■ **Instructions for the task**
Report each line of the material below where the word "builders" can be found.

■ **Exercise data**
PR #213, opened 2020-10-22
Adding finds with fail option method on model.

### LINKED ISSUE #211: Add find_or_fail
Should be a new method on the model class. If should execute the normal find method but if there is no results it should execute a new `ModelNotFound` Exception

Marlysson:
@josephmancuso 

Whats the difference between `find_or_fail` and `first_or_fail`? Both uses the QueryBuilder.first() under the hood.

And the find_or_404 should have some http method import from somewhere?

- [x] find_or_fail
- [x] first_or_fail
- [x] find_or_404
- [x] Document each new method

Closes #211


josephmancuso:
They both use first but when you do find it adds a where based on the primary key. doing first_or_fail() will use query builders first but since there is no where clause it will literally just pull the first record in the table

josephmancuso:
So find or fail would run this query:

```
select * from users where id = 1 LIMIT 1
```

and first or fail will run this query:

```
select * from users LIMIT 1
```

josephmancuso:
first or fail would look like this:

```python
@classmethod
def first_or_fail(cls):
    result = cls().first()

    if not result:
        raise the exception here

    return result
```

Marlysson:
> They both use first but when you do find it adds a where based on the primary key. doing first_or_fail() will use query builders first but since there is no where clause it will literally just pull the first record in the table

first_or_fail should be added to `__passthrough__` ?

josephmancuso:
actually wouldn't be a bad idea. Thats good. I recommend putting these fail methods on the query builder class and then just adding them to the __pass_through__ attribute. This way the query builder also gets this feature

src/masoniteorm/query/QueryBuilder.py
```diff
@@ -1006,6 +1006,22 @@ def find_or_fail(self, record_id):
...
+
+        Returns:
+            Model|HTTP404
+        """
+
+
+        try:
+            return self.find_or_fail(record_id)
+        except ModelNotFound:
+            raise HTTP404()
```
Marlysson, line 1022: @josephmancuso I could repeat the whole code of find_of_fail method, but instead I do that....feeling that it doesn't smell good

src/masoniteorm/exceptions.py
```diff
@@ -4,3 +4,7 @@ class DriverNotFound(Exception):
 
 class ModelNotFound(Exception):
     pass
+
+
+class HTTP404(Exception):
```
Marlysson, line 9: @josephmancuso 
To do that create this HTTP exception level here. But smell not so good.

src/masoniteorm/query/QueryBuilder.py
josephmancuso: That's fine. I like this

src/masoniteorm/models/Model.py
```diff
@@ -86,6 +86,9 @@ class Model(TimeStampsMixin, metaclass=ModelMeta):
     __passthrough__ = [
         "all",
         "first",
+        "find_or_fail",
+        "first_or_fail",
+        "find_or_404",
```
josephmancuso, line 91: Perfect

src/masoniteorm/exceptions.py
josephmancuso: That's fine. I like it

josephmancuso (approved):

src/masoniteorm/query/QueryBuilder.py
```diff
@@ -987,6 +989,58 @@ def find(self, record_id):
 
         return self.where(self._model.get_primary_key(), record_id).first()
 
+    def find_or_fail(self, record_id):
+        """Finds a row by the primary key ID or raise an exception.
```
girardinsamuel, line 993: you should update the docstrings to differenciate all `find_or` methods 😉

src/masoniteorm/exceptions.py
```diff
@@ -1,2 +1,10 @@
 class DriverNotFound(Exception):
     pass
+
+
+class ModelNotFound(Exception):
+    pass
+
+
+class HTTP404(Exception):
```
girardinsamuel, line 9: Here we start to couple this independant package with http stuff... I really like this `find_or_404` method though (coming from Django !).
In addition, such an exception should be provided by Masonite core itself, isn't it ? 

But I don't really know how to deal (easily) with all that so I guess it could be let as is and improved later ?
@Marlysson @josephmancuso what do you think ?

girardinsamuel (changes requested):
Made a quick review ! Really cool features 👍

src/masoniteorm/exceptions.py
josephmancuso: for Masonite we have "ExceptionHandlers". We already use this feature for other things. We return different views based on the exceptions thrown. 

For example if you have ever used the `dd` helper, that throws a `DumpException`, we catch he exception and show a new view (that debug screen).

So it honestly doesn't matter what we name this exception, as long as its unique enough that frameworks are able to catch it

josephmancuso: So in this example we will need a new exception handler for HTTP404 in Masonite 3

girardinsamuel: Okay, makes sense.

Marlysson: Yeah, this make sense. So when use orm as standalone project should be this method unavailable?

josephmancuso: yeah it wouldn't make sense for someone to use this method if their framework didn't handle it. I'm 99% sure flask handles custom exceptions. I know I used exceptionite on a flask project which takes a similar approach to Masonite. 

So if someone used this with Flask they'd have to register the HTTP404 error somehow

josephmancuso (approved):

josephmancuso:
I added this to the documentation already. @Marlysson great job!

■ **Answer below**
They both use first but when you do find it adds a where based on the primary key. doing first_or_fail() will use query builders first but since there is no where clause it will literally just pull the first record in the table
> They both use first but when you do find it adds a where based on the primary key. doing first_or_fail() will use query builders first but since there is no where clause it will literally just pull the first record in the table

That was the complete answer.